Using the records below, output the stretch that opens with the line containing "An APP adds an element while user OBO was enabled but" and closes with the line containing "an element through", exactly and including both lines, with nothing more.

(Dataset entries)
==================================================

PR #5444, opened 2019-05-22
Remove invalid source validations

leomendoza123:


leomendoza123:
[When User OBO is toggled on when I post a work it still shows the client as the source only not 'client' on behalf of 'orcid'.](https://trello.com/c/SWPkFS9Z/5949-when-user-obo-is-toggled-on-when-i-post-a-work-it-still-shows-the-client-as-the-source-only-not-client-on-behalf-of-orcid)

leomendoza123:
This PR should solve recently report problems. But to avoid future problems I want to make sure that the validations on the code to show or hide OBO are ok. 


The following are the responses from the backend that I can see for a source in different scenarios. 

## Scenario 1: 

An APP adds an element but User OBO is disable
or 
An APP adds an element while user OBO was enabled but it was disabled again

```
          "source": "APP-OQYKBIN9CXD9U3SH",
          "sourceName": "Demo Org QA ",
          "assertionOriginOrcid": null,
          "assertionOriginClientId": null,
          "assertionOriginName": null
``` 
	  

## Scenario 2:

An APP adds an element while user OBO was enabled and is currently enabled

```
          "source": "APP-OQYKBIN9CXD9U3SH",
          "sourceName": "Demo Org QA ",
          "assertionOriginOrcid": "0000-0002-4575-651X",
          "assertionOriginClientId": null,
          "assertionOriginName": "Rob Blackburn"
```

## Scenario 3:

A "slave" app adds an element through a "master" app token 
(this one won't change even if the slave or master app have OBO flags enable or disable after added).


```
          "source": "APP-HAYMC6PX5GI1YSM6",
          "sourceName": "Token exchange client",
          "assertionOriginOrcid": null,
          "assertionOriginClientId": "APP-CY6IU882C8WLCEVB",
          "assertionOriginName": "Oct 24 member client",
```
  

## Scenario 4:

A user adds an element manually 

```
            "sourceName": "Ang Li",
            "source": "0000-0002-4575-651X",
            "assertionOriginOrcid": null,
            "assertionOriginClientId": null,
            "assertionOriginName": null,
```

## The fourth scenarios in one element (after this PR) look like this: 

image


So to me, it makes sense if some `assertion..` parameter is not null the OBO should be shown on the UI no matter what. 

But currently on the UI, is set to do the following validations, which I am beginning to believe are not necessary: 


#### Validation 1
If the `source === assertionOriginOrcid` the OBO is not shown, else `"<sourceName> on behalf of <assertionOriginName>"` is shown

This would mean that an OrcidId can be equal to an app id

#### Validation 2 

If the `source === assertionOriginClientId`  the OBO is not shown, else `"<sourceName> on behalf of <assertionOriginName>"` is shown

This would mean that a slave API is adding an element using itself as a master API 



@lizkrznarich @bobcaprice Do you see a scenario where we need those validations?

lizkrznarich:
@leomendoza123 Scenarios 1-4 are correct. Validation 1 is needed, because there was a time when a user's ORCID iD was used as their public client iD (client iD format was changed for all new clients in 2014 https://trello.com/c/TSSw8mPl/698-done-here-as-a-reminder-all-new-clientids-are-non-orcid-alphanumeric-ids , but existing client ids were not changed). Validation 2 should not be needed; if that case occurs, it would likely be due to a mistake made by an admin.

==================================================

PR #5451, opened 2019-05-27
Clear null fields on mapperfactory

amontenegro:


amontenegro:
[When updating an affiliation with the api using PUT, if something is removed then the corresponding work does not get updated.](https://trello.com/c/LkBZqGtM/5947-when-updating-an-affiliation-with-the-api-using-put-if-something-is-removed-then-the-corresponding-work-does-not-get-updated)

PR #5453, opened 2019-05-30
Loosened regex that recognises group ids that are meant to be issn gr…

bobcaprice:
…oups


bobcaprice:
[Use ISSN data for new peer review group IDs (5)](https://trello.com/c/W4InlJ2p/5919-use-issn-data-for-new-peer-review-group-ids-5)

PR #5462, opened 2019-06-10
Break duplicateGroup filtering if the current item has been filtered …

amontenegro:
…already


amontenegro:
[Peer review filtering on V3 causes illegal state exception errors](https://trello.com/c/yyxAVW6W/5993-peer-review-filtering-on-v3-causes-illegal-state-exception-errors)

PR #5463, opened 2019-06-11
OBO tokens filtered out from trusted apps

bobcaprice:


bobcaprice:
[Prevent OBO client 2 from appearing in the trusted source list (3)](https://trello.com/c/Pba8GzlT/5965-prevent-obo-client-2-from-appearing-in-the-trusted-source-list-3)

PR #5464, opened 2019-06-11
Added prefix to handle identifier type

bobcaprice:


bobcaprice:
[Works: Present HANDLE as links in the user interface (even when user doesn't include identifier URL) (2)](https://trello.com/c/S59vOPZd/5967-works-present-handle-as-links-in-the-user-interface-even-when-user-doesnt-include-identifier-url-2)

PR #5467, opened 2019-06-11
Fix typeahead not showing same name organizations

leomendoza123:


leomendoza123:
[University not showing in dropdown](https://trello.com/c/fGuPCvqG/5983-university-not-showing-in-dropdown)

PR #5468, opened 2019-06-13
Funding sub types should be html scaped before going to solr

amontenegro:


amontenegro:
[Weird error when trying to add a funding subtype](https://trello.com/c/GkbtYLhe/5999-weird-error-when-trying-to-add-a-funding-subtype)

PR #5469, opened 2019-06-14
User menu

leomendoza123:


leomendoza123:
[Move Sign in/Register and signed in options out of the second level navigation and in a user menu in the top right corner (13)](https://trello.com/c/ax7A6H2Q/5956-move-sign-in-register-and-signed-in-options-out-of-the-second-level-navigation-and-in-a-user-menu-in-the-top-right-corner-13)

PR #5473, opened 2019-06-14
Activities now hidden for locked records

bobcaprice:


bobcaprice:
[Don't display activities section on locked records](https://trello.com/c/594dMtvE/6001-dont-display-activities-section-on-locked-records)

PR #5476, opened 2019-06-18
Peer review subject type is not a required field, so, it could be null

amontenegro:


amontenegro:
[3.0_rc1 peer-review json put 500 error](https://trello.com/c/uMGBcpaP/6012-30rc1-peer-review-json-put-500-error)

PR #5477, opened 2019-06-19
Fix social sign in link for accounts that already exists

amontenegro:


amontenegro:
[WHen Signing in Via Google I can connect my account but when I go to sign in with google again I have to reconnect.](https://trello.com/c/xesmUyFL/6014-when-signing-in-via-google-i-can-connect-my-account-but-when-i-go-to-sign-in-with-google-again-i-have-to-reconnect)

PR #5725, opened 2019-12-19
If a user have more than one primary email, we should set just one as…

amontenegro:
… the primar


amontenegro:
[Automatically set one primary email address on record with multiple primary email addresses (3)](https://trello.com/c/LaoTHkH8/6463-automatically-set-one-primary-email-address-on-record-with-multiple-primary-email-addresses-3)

==================================================

**Written response**
An APP adds an element while user OBO was enabled but it was disabled again

```
          "source": "APP-OQYKBIN9CXD9U3SH",
          "sourceName": "Demo Org QA ",
          "assertionOriginOrcid": null,
          "assertionOriginClientId": null,
          "assertionOriginName": null
``` 
	  

## Scenario 2:

An APP adds an element while user OBO was enabled and is currently enabled

```
          "source": "APP-OQYKBIN9CXD9U3SH",
          "sourceName": "Demo Org QA ",
          "assertionOriginOrcid": "0000-0002-4575-651X",
          "assertionOriginClientId": null,
          "assertionOriginName": "Rob Blackburn"
```

## Scenario 3:

A "slave" app adds an element through a "master" app token 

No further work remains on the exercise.